I blinked, positive that I’d misheard him. “I’m sorry, what?”
Will clenched his jaw, his hands still buried in his pockets as he scuffed the ground with his foot. “Mom called me.”
The echo hit me like a buckshot, shredding through my torso like it was tissue paper. “What do you mean?”
“I mean, Mom called me on my phone, and I talked to her.”
I rounded on him. “When? How?”
“Last month,” he answered, still avoiding my eyes. “I think she found my number on LinkedIn or something. I didn’t ask.”
I felt like I was floating. “Why?”
“There were more important things to ask than how she found my number,” he said, somewhat impatiently.
“No, why did she call?”
“She wanted to meet up and talk. She wants to have coffee.” Will hesitated. “I was thinking about meeting with her.”
And I crash-landed back to earth. “ Et tu, Brute ?”
He flinched. “Silas—”
“Why?” I said again.
How could he do this to Dad? To me? She’d left us and he was, what? Willing to welcome her back with open arms? It felt like a betrayal.
“Don’t look at me like that.” Will jumped on the defensive immediately. “I just want answers. I think I— we —deserve to know why she left.”
“And you would believe her justifications?”
“I don’t know,” he cried, raking a frustrated hand through his tawny hair. “I don’t know, but I can’t exactly refuse her. She’s our mother for Christ’s sake!”
I tried to keep the judgment out of my voice as I said, “Well, you gotta do what you gotta do.”
“Do you—” He paused and cleared his throat. “Are you gonna hate me?”
The way his voice cracked thawed me slightly. “No, I’m not gonna hate you.”
“I know that things aren’t always easy with us, but you’re my brother.” He rested a hand on my shoulder and squeezed. “And I love you, okay? I don’t want to do anything to hurt you.”

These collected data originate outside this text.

PR #487, opened 2015-10-13
Rename pagination "previous" link to "prev" per JSON API spec

willcosgrove:
We were running into this issue when we were using a JSON API client library that expected the pagination link for the previous page to be named `prev`, rather than `previous`.  It looks like that is what the official spec says it should be: http://jsonapi.org/format/#fetching-pagination


lgebhardt:
Good catch. Thanks!

PR #489, opened 2015-10-13
Making sure the module_path takes a namespaced module_name into account

nathanpalmer:
I'm submitting this to start the conversation. We're having trouble getting this to work properly with our namepaced model names. Over half of them are namespaced and I'm experiencing inconsistencies. See this example:

`/api/project_resource.rb`

``` ruby
class API::ProjectResource
  has_many :people
end
```

`/api/project/people_resource.rb`

``` ruby
class API::Project::PeopleResource
  has_one :main_product, class_name: 'Product'
  has_one :secondary_product, class_name: 'Product'
end
```

`/api/product_resource.rb`

``` ruby
class API::ProductResource
end
```

1) In order for it to find the resource for one of our models it must be in a sub directory (which I prefer) as you can see from the /api/project/ directory

2) Sometimes it's looking for the product_resource under /api/project and sometimes it's not. The easiest way for me to replicate it is to include the main_product and then right afterward change it to include the secondary product. It usually fails right then with this error

`JSONAPI: Could not find resource 'api/project/Product'. (Class API::Project::ProductResource not found)`

After digging in it seems it's because of two things

  1) We're demodularizing the model name for `_model_name` (something I haven't addressed yet)

  2) We're constructing the module_name based on the full name which doesn't properly represent the api path considering when the model name has multiple parts.


lib/jsonapi/resource.rb
```diff
@@ -678,7 +682,8 @@ def _allowed_filter?(filter)
       end
 
       def module_path
-        @module_path ||= name =~ /::[^:]+\Z/ ? ($`.freeze.gsub('::', '/') + '/').underscore : ''
+        n = /::[^:]+\Z/
+        @module_path ||= name.gsub(_model_name =~ n ? "#{$`}::" : '','') =~ n ? ($`.freeze.gsub('::', '/') + '/').underscore : ''
```
lgebhardt: This line will be in conflict when you rebase against master. It should now be:

``` ruby
        name.gsub(_model_name =~ n ? "#{$`}::" : '','') =~ n ? ($`.freeze.gsub('::', '/') + '/').underscore : ''
```

lgebhardt:
The current project assumes the models are not namespaced. It also assumes the referenced resources all exist in the same namespace.

I think it makes sense to allow namespaced models. In hindsight it would have been ideal to implement that as the default. I would like to see some tests that show this working.

I'm a little unsure of the intent of `model_type` method you've added. Is it to get around the resources all must be in the same namespace assumption?

nathanpalmer:
@lgebhardt I've just merged in the latest master to this branch. It took us a while to circle back to this but carving out some time to see if we can get it to work in this project. 

> I'm a little unsure of the intent of model_type method you've added. Is it to get around the resources all must be in the same namespace assumption?

Yes, there isn't a good way that I know of to dynamically determine whether it's a real namespace or a sub-model. So instead opting to simply have an override where you can set the `model_type` and it will be used both in determining the module path as well as returning it as the type for that model.

To give some more visibility most of the models have related children:

``` ruby
class User < ActiveRecord::Base
end

class User::Contact < ActiveRecord::Base
end

class Order < ActiveRecord::Base
end

class Order::Address < ActiveRecord::Base
end
```

We need to maintain the parent model name as part of the type. Normally it would get chopped off and assume that the parent model is simply a namespace. 

This becomes an even bigger issue when we have several child model names that are the name:

``` ruby
class Email < ActiveRecord::Base
end

class Order::Email < ActiveRecord::Base
end
```

Both get identified as `email` when the second should be `order/email`. This change allows us to put a `model_type` property on the second class so it gets identified properly.

``` ruby
class EmailResource < JSONAPI::Resource
end

class Order::EmailResource < JSONAPI::Resource
  model_name 'Order::Email'
  model_type 'order/email'
end
```

nathanpalmer:
I'm going to close this pull request out for now. This is proving to be more difficult than I thought as the resolution of names -> models is in quite a few different places. Some of abstraction over this might help but I'll re-think it and submit again once I have a good idea.

cesarizu:
I've been actually using this (with some other commits) for some time on a production app. You can see my commits here:

https://github.com/GovSciences/jsonapi-resources/commits/master

Issue #490, opened 2015-10-14
Support for sorting by relationship attributes


ghost:
Seems like this isn't supported right now.

The spec says:

> Note: It is recommended that dot-separated (U+002E FULL-STOP, ".") sort fields be used to request sorting based upon relationship attributes. For example, a sort field of author.name could be used to request that the primary data be sorted based upon the name attribute of the author relationship.

Will see if I can whip up a PR.

davidgoli:
:+1: also for filtering

aldhsu:
Closed by #494

PR #494, opened 2015-10-15
[#490] Add support for sorting relationship fields.

aldhsu:
#490

Spike of sorting on relationship fields. 

Some caveats at the moment:
1. Doesn't support nested relationships
2. Haven't tested with multiple joins with the same name
3. You must `include` the relationship in the request if you want to sort on it
4. It only supports belongs to 
5. Request should be in the form `model.field` as per the JSONAPI spec, not the plural form 
6. The relationships field needs to be explicitly included in the `sortable_fields`


ghost:
Would appreciate an ack on this PR. We've been using it in production already without any problems. Any changes we need to make to get this merged?

lgebhardt:
Sorry, I thought I had responded (but I guess I never finished). In general I like the PR, but I'm not so fond of the requirement that you must `include` the relationship. It also doesn't take into account the relationship's resource name and instead uses the model name. For example if we have:

``` ruby
class PersonResource < BaseResource
  attributes :name, :email
  has_many :posts
end

  attributes :title, :body, :subject
end
```

I would expect to sort on `author.name` and not `person.name`, which is what I think the code will currently require to work. The PR has the following test:

``` ruby
def test_sorting_by_relationship_field
  get :index, {include: 'author', sort: 'person.name'}
  assert_response :success
  assert_equal '17', json_response['data'][0]['id']
end
```

I'd like to see that test fail and the following succeed:

``` ruby
def test_sorting_by_relationship_field
  get :index, {sort: 'author.name'}
  assert_response :success
  assert_equal '17', json_response['data'][0]['id']
end
```

I think if we parse the sort parameters that contain `.`s we can determine the resource the request is for, From there we could automatically do a join in the `records` (even nested) and we could use the resource name instead of the underlying model name.

DavidMikeSimon:
It would also be fantastic if filtering on relationship attributes worked the same way.

aldhsu:
I have now implemented sorting by relationship attributes as @lgebhardt has specified.

lgebhardt:
@aldhsu Looking good. Just a few issues. The following code is not getting tested by the current test suite:

https://github.com/kinesisptyltd/jsonapi-resources/blob/0bf3d61cd01e99f34f852c0b819ffe6d650c185e/lib/jsonapi/resource.rb#L542-L544

https://github.com/kinesisptyltd/jsonapi-resources/blob/0bf3d61cd01e99f34f852c0b819ffe6d650c185e/test/fixtures/active_record.rb#L954

You can test the coverage with:

``` bash
COVERAGE=true bundle exec rake test
```

vrybas:
@aldhsu wow that's great! Much needed feature

aldhsu:
We have made some improvements to the PR. It now supports reflexive relationships. There is a few more things to clean up before this PR is ready.
1. Clashes with our filtering on reflexive relationships is a small problem. @lgebhardt I agree that sorting doesn't imply that you want to `include` the model but it would be great to have one true source of inclusions. ie. `records` is not manipulated in each filter and sort with `includes` or `joins`
2. I will address the testing

achan:
Are there plans on merging this to master? Or is there currently a way to fetch relationships in a sorted order?

jcrispw:
Hi @lgebhardt,

@aldhsu and I have been working to clean up and add additional testing coverage for the PR, plus full support for self-referential relationships. We think it's ready to go. Can you let us know if there's anything else you need?

Thanks
James

aldhsu:
@achan this PR is about sorting primary resources by relationships not sorting included resources. I don't know if that is something that is addressed in the JSONAPI spec.

lgebhardt:
@aldhsu @jcrispw et al. Thanks for this very useful feature!

Issue #480, opened 2015-10-06
Attribute named model renders the actual AR model


jimmybaker:
![2015-10-06 at 1 24 am](https://cloud.githubusercontent.com/assets/50668/10301549/0e5b7802-6bc9-11e5-91bf-317ab16eb40f.png)

Is this a bug? If not, how do I get around this without renaming this attribute?

lgebhardt:
Yes, this is a bug. It'll be a day or so before I can look into a solution.

lgebhardt:
I'm changing my stance that this is a bug. I forgot we had reserved the attribute name of `model` but only emit a warning, not explicitly prohibiting the method. We should probably look at renaming the internal attribute named `model` to allow it to be used as an attribute. Until that happens I'm not sure there's a great workaround.

ggordon:
I can look into this, I need it for my app.

lgebhardt:
Thanks again @ggordon

ggordon:
You're welcome.

PR #495, opened 2015-10-15
Allow attribute named 'model'

ggordon:
Accessing the the underlying model uses the `_model_` method instead of
`model`. Accesing by variable still remains `@model`

Fix for #480


lgebhardt:
Thanks for fixing this. One request though: could you rename the `_model_` method to `_model`? This will be more consistent with the other similar methods.

ggordon:
@lgebhardt  Done.

lgebhardt:
@ggordon Thanks!

PR #496, opened 2015-10-15
Silence schema_load messages during test

ggordon:
The schema load messages cluttered the output and made it harder to see actual issues.


lgebhardt:
@ggordon Thanks! That's much better.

I hadn’t expected such vulnerability, and my eyes burned. “Will, don’t be an idiot. I’m always gonna have your back.”
“I know she might not tell me anything important and that it probably won’t change anything, but I gotta know.”
“Yeah, I get it. Just… don’t tell Dad, okay?” At Will’s hesitation, I pushed his hand from my shoulder and pointed a threatening finger at him. “Don’t you dare tell Dad. She did enough damage the first time around, Will, and I’m not letting her hurt him again. If you see her, keep it to yourself.”
He worked his jaw but finally nodded. “Okay.”
The wind ripped around, chilling me almost as much as our conversation had. I hugged myself and rubbed warmth into my arms.
“Do you wanna know?” he asked carefully. “Like, if I do meet with her, do you wanna know what she says?”
My emotions were one big jumble, but I found myself shrugging. “I guess.”
“Okay.” Will released a heavy breath, body sagging like a load had been lifted. “Okay.”
“Did she—” I cut myself off, trying to swallow the words, but the little boy inside me fought to the surface, forcing them out anyway. “Did she ask about me?”
Will didn’t respond for a long time, which was answer enough. When he did speak, it was in a whisper, like voicing the words louder would make them that much harder to hear. “No. No, she didn’t.”